[WHAT IS NEEDED]: When you reproduce the listing below, keep every entry exactly as written.

══════════

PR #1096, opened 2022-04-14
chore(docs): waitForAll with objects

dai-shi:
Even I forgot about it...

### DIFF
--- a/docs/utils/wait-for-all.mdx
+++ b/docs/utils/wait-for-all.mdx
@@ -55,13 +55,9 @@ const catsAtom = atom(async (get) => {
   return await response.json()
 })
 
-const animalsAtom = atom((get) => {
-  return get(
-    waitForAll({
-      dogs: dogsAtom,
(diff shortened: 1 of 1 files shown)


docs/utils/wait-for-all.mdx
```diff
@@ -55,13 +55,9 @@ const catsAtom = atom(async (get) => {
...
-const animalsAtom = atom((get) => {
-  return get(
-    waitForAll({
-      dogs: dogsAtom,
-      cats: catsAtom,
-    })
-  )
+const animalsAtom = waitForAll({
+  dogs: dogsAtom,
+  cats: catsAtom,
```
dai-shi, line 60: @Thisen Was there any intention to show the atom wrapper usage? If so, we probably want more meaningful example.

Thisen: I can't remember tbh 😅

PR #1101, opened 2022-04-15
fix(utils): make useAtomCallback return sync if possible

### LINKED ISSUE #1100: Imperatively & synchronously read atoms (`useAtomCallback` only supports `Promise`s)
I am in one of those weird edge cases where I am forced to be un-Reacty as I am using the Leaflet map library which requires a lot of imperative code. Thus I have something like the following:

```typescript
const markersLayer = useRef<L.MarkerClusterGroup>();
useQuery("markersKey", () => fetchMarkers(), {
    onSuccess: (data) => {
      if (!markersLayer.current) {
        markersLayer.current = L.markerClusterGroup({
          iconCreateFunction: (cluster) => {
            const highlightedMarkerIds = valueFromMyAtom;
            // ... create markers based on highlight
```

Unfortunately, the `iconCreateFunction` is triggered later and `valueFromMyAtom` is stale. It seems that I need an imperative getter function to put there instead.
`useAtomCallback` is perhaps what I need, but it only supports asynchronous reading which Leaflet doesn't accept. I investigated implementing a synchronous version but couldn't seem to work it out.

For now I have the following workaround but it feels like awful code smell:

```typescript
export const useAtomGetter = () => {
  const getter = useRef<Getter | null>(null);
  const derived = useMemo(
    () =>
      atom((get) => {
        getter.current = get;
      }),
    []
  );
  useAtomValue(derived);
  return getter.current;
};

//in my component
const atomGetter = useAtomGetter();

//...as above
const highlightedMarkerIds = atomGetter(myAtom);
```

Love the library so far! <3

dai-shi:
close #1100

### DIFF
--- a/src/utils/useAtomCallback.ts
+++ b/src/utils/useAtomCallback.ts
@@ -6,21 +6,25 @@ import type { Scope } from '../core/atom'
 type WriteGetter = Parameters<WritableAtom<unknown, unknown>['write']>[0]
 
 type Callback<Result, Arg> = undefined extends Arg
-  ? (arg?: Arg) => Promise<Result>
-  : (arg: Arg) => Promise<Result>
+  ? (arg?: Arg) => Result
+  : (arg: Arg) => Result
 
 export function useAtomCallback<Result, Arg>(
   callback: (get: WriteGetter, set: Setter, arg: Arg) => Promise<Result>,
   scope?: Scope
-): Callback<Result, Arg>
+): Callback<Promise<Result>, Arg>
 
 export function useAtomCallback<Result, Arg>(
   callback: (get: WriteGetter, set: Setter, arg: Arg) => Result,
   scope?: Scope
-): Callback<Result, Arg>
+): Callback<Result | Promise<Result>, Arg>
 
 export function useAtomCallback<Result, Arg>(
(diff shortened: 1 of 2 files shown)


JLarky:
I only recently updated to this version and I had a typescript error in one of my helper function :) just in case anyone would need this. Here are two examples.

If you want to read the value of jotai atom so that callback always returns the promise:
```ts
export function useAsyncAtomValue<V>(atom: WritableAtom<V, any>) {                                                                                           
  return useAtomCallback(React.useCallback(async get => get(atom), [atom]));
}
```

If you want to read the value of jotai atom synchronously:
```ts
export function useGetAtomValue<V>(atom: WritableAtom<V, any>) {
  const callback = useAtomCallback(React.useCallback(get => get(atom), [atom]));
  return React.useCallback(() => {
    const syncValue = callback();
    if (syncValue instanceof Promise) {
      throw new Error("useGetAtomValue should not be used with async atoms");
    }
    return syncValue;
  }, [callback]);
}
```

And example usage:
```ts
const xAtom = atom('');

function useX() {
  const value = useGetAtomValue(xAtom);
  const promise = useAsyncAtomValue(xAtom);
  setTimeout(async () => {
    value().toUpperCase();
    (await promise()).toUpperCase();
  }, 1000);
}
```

══════════

[WRITTEN ANSWER]:
PR #1096, opened 2022-04-14
chore(docs): waitForAll with objects

dai-shi:
Even I forgot about it...

### DIFF
--- a/docs/utils/wait-for-all.mdx
+++ b/docs/utils/wait-for-all.mdx
@@ -55,13 +55,9 @@ const catsAtom = atom(async (get) => {
   return await response.json()
 })
 
-const animalsAtom = atom((get) => {
-  return get(
-    waitForAll({
-      dogs: dogsAtom,
(diff shortened: 1 of 1 files shown)


docs/utils/wait-for-all.mdx
```diff
@@ -55,13 +55,9 @@ const catsAtom = atom(async (get) => {
...
-const animalsAtom = atom((get) => {
-  return get(
-    waitForAll({
-      dogs: dogsAtom,
-      cats: catsAtom,
-    })
-  )
+const animalsAtom = waitForAll({
+  dogs: dogsAtom,
+  cats: catsAtom,
```
dai-shi, line 60: @Thisen Was there any intention to show the atom wrapper usage? If so, we probably want more meaningful example.

Thisen: I can't remember tbh 😅

PR #1101, opened 2022-04-15
fix(utils): make useAtomCallback return sync if possible

### LINKED ISSUE #1100: Imperatively & synchronously read atoms (`useAtomCallback` only supports `Promise`s)
I am in one of those weird edge cases where I am forced to be un-Reacty as I am using the Leaflet map library which requires a lot of imperative code. Thus I have something like the following:

```typescript
const markersLayer = useRef<L.MarkerClusterGroup>();
useQuery("markersKey", () => fetchMarkers(), {
    onSuccess: (data) => {
      if (!markersLayer.current) {
        markersLayer.current = L.markerClusterGroup({
          iconCreateFunction: (cluster) => {
            const highlightedMarkerIds = valueFromMyAtom;
            // ... create markers based on highlight
```

Unfortunately, the `iconCreateFunction` is triggered later and `valueFromMyAtom` is stale. It seems that I need an imperative getter function to put there instead.
`useAtomCallback` is perhaps what I need, but it only supports asynchronous reading which Leaflet doesn't accept. I investigated implementing a synchronous version but couldn't seem to work it out.

For now I have the following workaround but it feels like awful code smell:

```typescript
export const useAtomGetter = () => {
  const getter = useRef<Getter | null>(null);
  const derived = useMemo(
    () =>
      atom((get) => {
        getter.current = get;
      }),
    []
  );
  useAtomValue(derived);
  return getter.current;
};

//in my component
const atomGetter = useAtomGetter();

//...as above
const highlightedMarkerIds = atomGetter(myAtom);
```

Love the library so far! <3

dai-shi:
close #1100

### DIFF
--- a/src/utils/useAtomCallback.ts
+++ b/src/utils/useAtomCallback.ts
@@ -6,21 +6,25 @@ import type { Scope } from '../core/atom'
 type WriteGetter = Parameters<WritableAtom<unknown, unknown>['write']>[0]
 
 type Callback<Result, Arg> = undefined extends Arg
-  ? (arg?: Arg) => Promise<Result>
-  : (arg: Arg) => Promise<Result>
+  ? (arg?: Arg) => Result
+  : (arg: Arg) => Result
 
 export function useAtomCallback<Result, Arg>(
   callback: (get: WriteGetter, set: Setter, arg: Arg) => Promise<Result>,
   scope?: Scope
-): Callback<Result, Arg>
+): Callback<Promise<Result>, Arg>
 
 export function useAtomCallback<Result, Arg>(
   callback: (get: WriteGetter, set: Setter, arg: Arg) => Result,
   scope?: Scope
-): Callback<Result, Arg>
+): Callback<Result | Promise<Result>, Arg>
 
 export function useAtomCallback<Result, Arg>(
(diff shortened: 1 of 2 files shown)


JLarky:
I only recently updated to this version and I had a typescript error in one of my helper function :) just in case anyone would need this. Here are two examples.

If you want to read the value of jotai atom so that callback always returns the promise:
```ts
export function useAsyncAtomValue<V>(atom: WritableAtom<V, any>) {                                                                                           
  return useAtomCallback(React.useCallback(async get => get(atom), [atom]));
}
```

If you want to read the value of jotai atom synchronously:
```ts
export function useGetAtomValue<V>(atom: WritableAtom<V, any>) {
  const callback = useAtomCallback(React.useCallback(get => get(atom), [atom]));
  return React.useCallback(() => {
    const syncValue = callback();
    if (syncValue instanceof Promise) {
      throw new Error("useGetAtomValue should not be used with async atoms");
    }
    return syncValue;
  }, [callback]);
}
```

And example usage:
```ts
const xAtom = atom('');

function useX() {
  const value = useGetAtomValue(xAtom);
  const promise = useAsyncAtomValue(xAtom);
  setTimeout(async () => {
    value().toUpperCase();
    (await promise()).toUpperCase();
  }, 1000);
}
```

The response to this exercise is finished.